The Imaging X-Ray Polarimetry Explorer IXPE mission will perform polarization measures of 2-8 keV X-rays. Imaging, spectroscopy, and timing will complement this measurement for a comprehensive study ...of soft X-rays. The launch of the IXPE NASA small explorer mission to a low earth orbit is due late 2021. We designed a subsystem of the scientific payload, which has three identical telescopes based on the detector unit. The Gas Pixel Detector and its back-end electronics are the core of these units, performing data acquisition and processing, event sequencing, and on-line data compression. The back-end electronics processes the auto-triggered output of the detector of 300 photons per second with 30% of dead-time.
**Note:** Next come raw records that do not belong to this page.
PR #7753, opened 2026-03-09
Make min_months invariant no longer a hard invariant for Chinese/Korean

Manishearth:
This is one way of resolving (some of?) @robertbastian's concerns from https://github.com/unicode-org/icu4x/pull/7739

### DIFF
--- a/components/calendar/src/calendar_arithmetic.rs
+++ b/components/calendar/src/calendar_arithmetic.rs
@@ -189,7 +189,7 @@ pub(crate) enum MinMonths {
     ///
     /// It is ok for ICU4X to `debug_assert` on things deriving from the correctness of this calculation
     Guaranteed(i64),
-    /// This number is not guaranteed. ICU4X should check that it is actually in range, and if not,
+    /// This number is not guaranteed. Code should check that it is not too large, and if not,
     /// fall back to the `guarantee` value (which *is* guaranteed).
     Guessed { guess: i64, guarantee: i64 },
 }


robertbastian:
I don't think a debug assert that will be hit by some poor caller at some point is a solution

Manishearth:
@robertbastian I'm confused.

We currently have a debug assertion. The invariant is proven for all calendars except Chinese/Dangi. This PR opts those two calendars out of the assertion.

Are you worried about the correctness of the assertion for non-Chinese?

Manishearth:
Though in my code I did accidentally invert the `if`, fixed now

Manishearth:
I could remove the assertion completely until we have tests for this. But I think the Hebrew/Ethiopic math is fine and well proven.

components/calendar/src/calendar_arithmetic.rs
```diff
@@ -1005,13 +1010,18 @@ impl<C: DateFieldsResolver> ArithmeticDate<C> {
...
+                let mut min_months = self.min_months_from(min_years);
+                if self.surpasses(
                     other,
                     DateDuration::from_signed_ymwd(years, min_months, 0, 0),
                     sign,
                     cal,
-                ));
+                ) {
+                    // TODO(#7077) We should try to have a hard invariant here for everyone.
+                    debug_assert!(matches!(cal.calendar_algorithm(), Some(CalendarAlgorithm::Chinese | CalendarAlgorithm::Dangi)),
```
robertbastian: I don't like code that's conditional on the calendar algorithm, this is likely to be missed when we stabilise the rules trait. We could make `min_months_from` return an enum that is `Guaranteed` or `Guessed` or something. that would also avoid the extra surpasses call for other calendars

robertbastian: actually, could the surpasses check be moved inside the EAT implementation? then it would satisfy the method invariant, and this code wouldn't have to special-case a calendar

Manishearth: clever idea, but some of the strategies for optimizing surpasses would make it harder to cache there

I think Guarantee/Guess is a cheap and easy option!

robertbastian: actually you shouldn't fall back to `sign`, we have a much better lower bound: `years * 12`. So `Guess` should return a guess and a guaranteed bound to fall back to

Manishearth: Good idea. Done

components/calendar/src/calendar_arithmetic.rs
```diff
@@ -1005,11 +1020,25 @@ impl<C: DateFieldsResolver> ArithmeticDate<C> {
...
+                let min_months = match self.min_months_from(min_years) {
+                    MinMonths::Guaranteed(m) => m,
+                    // In case it's a guess, check that the guess is in range,
+                    // and if it's not, return the guarantee
+                    MinMonths::Guessed { guess, guarantee } => {
+                        if self.surpasses(
+                            other,
+                            DateDuration::from_signed_ymwd(years, guess, 0, 0),
+                            sign,
+                            cal,
```
sffc, line 1037: Nit: Combine this with the main `surpasses` call to reduce the number of call sites and reduce code size if the compiler decides to inline it. Also, `surpasses` is expensive, so we shouldn't call it more than we need to.

sffc (commented):
I would rather put the max-3-year-gap-between-leap-months requirement on the Rules trait than add this guessing thing, but 🤷 as long as it doesn't impact performance.

If we implement the guessing thing, then I feel like we might want to support "guess that is expected to sometimes overshoot", "guess that should be below but we're just not 1000% sure", and "guess that is guaranteed to be below"

components/calendar/src/calendar_arithmetic.rs
Manishearth: I doubt the compiler will inline it, it's called 4 times in this function.

What do you mean by "combine this with the main surpasses call"? This is somewhat deep within a conditional, and it's only going to get more complicated. I'm not really sure what control flow you are envisioning here.

I don't really wish to complicate this code.

Manishearth:
> If we implement the guessing thing, then I feel like we might want to support "guess that is expected to sometimes overshoot", "guess that should be below but we're just not 1000% sure", and "guess that is guaranteed to be below"

Yeah I considered that for a bit, I think it's a promising route. Then for Chinese we can just pick the lunation ration and write a small backoff routine. I was previously proposing a binary search style thing anyway, that would be similar.

components/calendar/src/calendar_arithmetic.rs
sffc: The code is complicated; that ship is sailing even more with this PR

I was thinking you would make a new stateful local variable of type `Option<u32>` (or whatever the type is). If surpasses returns `false`, clear the option. If it returns `true` and the option is there, reset the candidate months to the option value, clear the option, and continue the loop.

```rust
let mut candidate_months = sign;
let mut min_months = None;
{
    // ... logic to get the min months ...
    candidate_months = calendar_guess_months;
    min_months = Some(calendar_min_months);
}
loop {
    let surpasses = // ...
    if surpasses {
        if let Some(min_months) = min_months.take() {
            candidate_months = min_months;
            continue;
        }
        break;
    } else {
        months = candidate_months;
        candidate_months += sign;
        min_months.clear();
    }
}
```

Manishearth: > The code is complicated; that ship is sailing even more with this PR

Yes, and I'd like to not do that without more motivation. I don't think "the compiler might choose to inline it" is compelling.

This PR does not change the shape of the code too much, the actual specced code is untouched. In all of my changes here so far I have been trying to optimize for keeping the _specced_ part of the code looking the same, with some additional non-specced code in between steps. This is a considered choice I have been making, and I don't want to go against that here, _especially_ not until the rest of the refactors happen here.

I would prefer to land this as is.

I pushed some comments highlighting the non-spec optimization segmetns. As you can see, they are pretty well separated from the rest of it, they are each a simple block of code that can be (sort of) skipped over when comparing against the spec.

components/calendar/src/calendar_arithmetic.rs
```diff
@@ -183,6 +183,17 @@ impl PackWithMD for i32 {
     }
 }
 
+/// A lower bound for the number of months in `years` years, for use in `until`.
+pub(crate) enum MinMonths {
+    /// This number is guaranteed to be correct based on documented checking of invariants
+    ///
+    /// It is ok for ICU4X to `debug_assert` on things deriving from the correctness of this calculation
```
robertbastian, line 190: this is a fairly pointless comment, of course if it's "guaranteed to be correct" we can assume it is correct

components/calendar/src/calendar_arithmetic.rs
```diff
@@ -183,6 +183,17 @@ impl PackWithMD for i32 {
...
+    Guaranteed(i64),
+    /// This number is not guaranteed. ICU4X should check that it is actually in range, and if not,
```
```suggestion
    /// This number is not guaranteed. Code should check that it is not too large, and if not,
```

components/calendar/src/calendar_arithmetic.rs
```diff
@@ -242,9 +253,13 @@ pub(crate) trait DateFieldsResolver: Calendar {
     /// is bounded by a constant with respect to `years`.
     ///
     /// The default impl is for non-lunisolar calendars with 12 months!
+    ///
+    /// `until()` will debug assert if this ever returns a value greater than the
```
robertbastian, line 257: I don't like documenting debug assert behaviour. I should be allowed to add debug assertions anywhere at any time, these are not API contracts

I think this behaviour is sufficiently documented on the `MinMonths` type that it doesn't have to be repeated here.

Manishearth:
I am merging this since this addresses open comments. @sffc can continue the discussion with me if he disagrees with calling `surpasses` twice the way we do now.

A radiation-tolerant FPGA implements the electronics custom algorithms, including two digital serial interfaces with a central on-board computer. One interface is used for command and control of the unit, while the other for scientific data transmission. We also designed comprehensive test equipment to emulate the on-board computer and to operate the electronics. This equipment uses an FPGA on a VMEbus board as the electrical interface for the electronics, transferring data to a personal computer with dedicated software infrastructure. In this paper, we shall discuss the design process of the back-end electronics and the results of laboratory tests and measurements with X-ray sources.